Take the other morning – my precious, adorable, gifted (how can she not be?) three- month-old granddaughter, who I love to absolute pieces, was bawling her beautiful eyes out.  “Oh baby, baby, what are you bitching for baby?” I crooned, in the presence of above son, the uncle to the screeching infant.

“Mom, don’t talk like that,” said twenty-two-year-old new uncle, “you’re a grandma now.”

“Hey, I was joking,” I said to Mr. F-word.

He wasn’t amused.  “Just imagine my grandma’s talking that way,” he said.  “That would be gross.”

Okay, he’s a sensitive kid.  But this grandparent image doesn’t end with my vocabulary. My poor husband  wore a handsome new cardigan, instead of his usual sports jacket, to work on a casual Friday and not one, but two people joked that just because he was a grandpa, he didn’t need to dress like one.

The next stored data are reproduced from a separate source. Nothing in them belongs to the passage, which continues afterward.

PR #1106, opened 2024-10-28
PB-1080: show both warning and error feedback

ltkum:
- Issue : When we have both an error feedback and a warning feedback, they would be displayed one atop each other rather than in a column.
- Fix : We create a small component to hold both the errors and warning feedback.

[Test link](https://sys-map.dev.bgdi.ch/preview/fix-pb-1080-show-warnings-and-errors-simultaneously/index.html)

Which brings me back to my personal steez. Okay, Grandma or not, I like to be in style.  But the height of last season’s fashions, and this, and probably next season’s too, has been skinny little leggings, or stirrups.  I wore both in the eighties, taking me through all four pregnancies in comfort, but these thighs of mine didn’t belong in leggings then and especially don’t now.  Neither do they take well to skinny jeans.  Wondering the mall in another season’s wide leg pants and feeling so not down with fashion, I discovered a look I could do – granted I’d have to give up pants completely until these styles –  suited only for women with peg legs – disappeared, but I could mimic several of the chic shoppers I saw and  wear black tights, and one of the several casual straight black skirts already in my closet.  Top it with a t-shirt, put on a cardigan, (not fearing ageism in cardigans), step into my sensible but stlylin Clarks and presto – I would fit in, a grandma with a little flair, straight off the chain – the kids might say.  (Actually, I imagine the kids are going to text and tell me I should have got them to proof read the slang.)

I zipped home, tore off the baggy jeans, pulled on the new tights, found the right black skirt and tee-shirt, added a black jacket (black is the new black) and stepped up to the mirror.  I’m proud to be a grandma.   But my uniform for this fashion season which is devoted to the peg legged women, looked like that of a f-ing (sorry son) aging flight attendant.  For reals.